**Your assignment**: For each line of the listing that includes the word "changes", show the whole line.
-------- Supplied records --------
PR #474, opened 2023-09-19
Remove hard coded codes from workflow

superstar54:
The codes (`pw_code`, `dos_code`, `projwfc_code`) are hard coded in the builder, which is not good for the plugin design. This PR uses `get_selected_codes`. 
The `get_resources` method is also used to make the code more modularized.

### DIFF
--- a/src/aiidalab_qe/app/submission/__init__.py
+++ b/src/aiidalab_qe/app/submission/__init__.py
@@ -226,14 +226,16 @@ class SubmitQeAppWorkChainStep(ipw.VBox, WizardAppWidgetStep):
     def _auto_select_code(self, change):
         if change["new"] and not change["old"]:
             for code in [
-                "pw_code",
-                "dos_code",
-                "projwfc_code",
+                "pw",
+                "dos",
+                "projwfc",
             ]:
                 try:
-                    code_widget = getattr(self, code)
+                    code_widget = getattr(self, f"{code}_code")
                     code_widget.refresh()
-                    code_widget.value = orm.load_code(DEFAULT_PARAMETERS[code]).uuid
+                    code_widget.value = orm.load_code(
+                        DEFAULT_PARAMETERS["codes"][code]
+                    ).uuid
                 except NotExistent:
                     pass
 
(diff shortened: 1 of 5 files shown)


src/aiidalab_qe/app/submission/__init__.py
```diff
@@ -412,30 +433,23 @@ def _create_builder(self) -> ProcessBuilderNamespace:
...
-        pw_code = self.pw_code.value
-        dos_code = self.dos_code.value
-        projwfc_code = self.projwfc_code.value
-
-        parameters = deepcopy(self.input_parameters)
+        self.builder_parameters = deepcopy(self.input_parameters)
+        # add codes info into input_parameters
+        self.builder_parameters["codes"] = self.get_selected_codes()
+        self.builder_parameters["resources"] = self.get_resources()
+        #
```
unkcpz, line 440:
```suggestion

```

src/aiidalab_qe/app/submission/__init__.py
```diff
@@ -346,6 +359,14 @@ def _on_submit_button_clicked(self, _):
         self.submit_button.disabled = True
         self.submit()
 
+    def get_selected_codes(self):
+        codes = {
```
unkcpz, line 363:
```suggestion
        """Return the dict of code name as key and code node UUID as value"""
        codes = {
```

src/aiidalab_qe/app/submission/__init__.py
```diff
@@ -346,6 +359,14 @@ def _on_submit_button_clicked(self, _):
...
+            "pw_code": self.pw_code.value,
+            "dos_code": self.dos_code.value,
+            "projwfc_code": self.projwfc_code.value,
```
unkcpz, line 366:
```suggestion
            "pw": self.pw_code.value,
            "dos": self.dos_code.value,
            "projwfc": self.projwfc_code.value,
```

src/aiidalab_qe/workflows/__init__.py
```diff
@@ -134,7 +132,7 @@ def get_builder_from_protocol(
         relax_overrides = {"base": parameters["advanced"]}
         protocol = parameters["workchain"]["protocol"]
         relax_builder = PwRelaxWorkChain.get_builder_from_protocol(
-            code=pw_code,
+            code=codes.get("pw_code"),
```
unkcpz, line 135:
```suggestion
            code=codes.get("pw"),
```

unkcpz (changes requested):
Thanks! Just minor requests. @superstar54

superstar54:
@unkcpz I changed as you suggested. Since we replaced the `pw_code` with `pw`, the `qeapp.yaml` and the workchains are also updated.

src/aiidalab_qe/app/submission/__init__.py
```diff
@@ -226,14 +226,16 @@ def _toggle_install_widgets(self, change):
...
-                "pw_code",
-                "dos_code",
-                "projwfc_code",
+                "pw",
+                "dos",
+                "projwfc",
             ]:
                 try:
-                    code_widget = getattr(self, code)
+                    code_widget = getattr(self, f"{code}_code")
```
unkcpz, line 234: Ah, I didn't notice this is directly used in `getattr`. Then the original code is good enough.

unkcpz (approved):
Thanks! Looks all good. 

I just merge https://github.com/aiidalab/aiidalab-qe/pull/449, and what to use it as a test. So I'll rebase this PR and see if from PR everything is built correctly. Hope you don't mind.

unkcpz:
Hi @superstar54, after rebasing the tests failed. But I compared the two branches and didn't find the difference. Do you have any clue why it is happening, can you check the changes are all correct?

PR #475, opened 2023-09-19
use uuid for pseudo

superstar54:
To reload all parameters in the configuration step, one has to save the `configuration_parameters` as an extra attribute of the `QeAppWorkChain` process, which means the `parameters` can not include an AiiDA Node, so the uuid is used.


superstar54:
> can you add the implementation to use this for loading the workflow pseudo setting back?

I added a `set_pseudos` method to load the parameters back. The test is also updated.

> The change itself seems not necessary, and I assume when it is used in the actual scenario more change may required, 

 The final scenario, which loads all configuration parameters back, can not be done now. It depends on other widgets. It's not good to mix the pseuods with other widgets.

unkcpz (approved):
Thanks! Looks all good to me.

PR #476, opened 2023-09-19
fix override in get_panel_value for advanced

superstar54:
#477 
We should output the values even if the `override` is not selected. In this case, the default values are used. Since the default values are also with `protocol`, so it safe to use them.


AndresOrtegaGuerrero (approved):
I tested and it works!,  LGTM!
--------
**Result for this task**:
unkcpz (changes requested):
Hi @superstar54, after rebasing the tests failed. But I compared the two branches and didn't find the difference. Do you have any clue why it is happening, can you check the changes are all correct?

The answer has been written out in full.